* DATA EXTRACT
··········

PR #3335, opened 2022-02-01
Fix descriptions not showing -- Urgent

nautilus7:
This PR fixes broken descriptions in ConfigListScreen without changing the SetupSummary class and making it incompatible with most plugins out there.

Many screens that inherit from ConfigListScreen, used to just define `self["description"] = Label("")` and have descriptions properly displayed and updated for every configList entry. This is done by a hook in the SetupSummary class (which is called inside the createSummary method in ConfigListScreen). By moving this hook from SetupSummary to the Setup class with commit 93e1f6784f225b2e85eb9a0619df123f2460b30b in plugins like Videomode the descriptions were disappeared. Then commit https://github.com/OpenPLi/enigma2/commit/643d12de290732844295a6b6ab2aa34378e4e710 was done to bring them back, by redefining the same methods already defined from parent classes. Apart from the obvious problem (code replication), this was not done (it's not possible) for every other plugin out there!!!

In this PR, both of the above commits are reverted and a proper fix for the HdmiCECSetup screen is applied. The special thing about descriptions is this screen is that we want some extra text to be displayed along with the description is each configList entry). 

This bug is almost 3 months old, but I just noticed it yesterday. But report here: https://github.com/OpenPLi/enigma2/commit/93e1f6784f225b2e85eb9a0619df123f2460b30b#commitcomment-65416190

Note: The current code in the the setup and config/confgilist/confgilistscreen classes is like spaghetti. Competitive images have made significant updates the past couple of years in this code, but these updates haven't find their way to openpli. I plan to bring these updates here, after the python3 transition is made. So, for now do now make any significant changes to this code. Thanks.

### DIFF
--- a/lib/python/Plugins/SystemPlugins/HdmiCEC/plugin.py
+++ b/lib/python/Plugins/SystemPlugins/HdmiCEC/plugin.py
@@ -34,7 +34,8 @@ class HdmiCECSetupScreen(Screen, ConfigListScreen):
 
 		self.list = []
 		self.logpath_entry = None
-		ConfigListScreen.__init__(self, self.list, session=self.session, on_change = self.changedEntry)
+		ConfigListScreen.__init__(self, self.list, session=self.session, on_change=self.createSetup)
+		self["config"].onSelectionChanged.append(self.updateDescription)
 		self.createSetup()
 		self.updateAddress()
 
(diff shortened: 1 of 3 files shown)


ims21:
And could you tell me, where is reverted patche, which all this started ? It was huevos "vix" part "implemented" to PLi and corrupting worked CEC texts... 

Not all boxes will go to py3...

nautilus7:
What are you talking about? Does this look like a python3 problem or a python3 pull request?????

Huevos broke PARTIALLY the HdmiCECSetup descriptions...

YOU BROKE DESCRIPTIONS COMPLETELY IN MANY MANY PLUGINS!!!! AND YOU KNOW THAT FOR 3 MONTHS NOW (SINCE YOU MADE THE FIX IN VIDEOMODE PLUGIN) BUT YOU' VE DONE NOTHING FOR THAT!!! THAT IS VERY IRRESPONSIBLE BEHAVIOUR OF YOU!!!

Give me a break now.

WanWizard:
Gents, please keep it civilized.

Taapat:
@nautilus7 try this changes: https://github.com/OpenPLi/enigma2/pull/3336

nautilus7:
I replied in your PR, I will test later when I get back home.

nautilus7:
#3336 restores broken descriptions as well, and places the description hook inside the ConfigList which is a more appropriate place.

··········

* PROBLEM DESCRIPTION
Starting with the line that contains "Give me a break now.", return every line through the last one of the records, exactly as written.

* RESPONSE TO THIS EXERCISE
Give me a break now.

WanWizard:
Gents, please keep it civilized.

Taapat:
@nautilus7 try this changes: https://github.com/OpenPLi/enigma2/pull/3336

nautilus7:
I replied in your PR, I will test later when I get back home.

nautilus7:
#3336 restores broken descriptions as well, and places the description hook inside the ConfigList which is a more appropriate place.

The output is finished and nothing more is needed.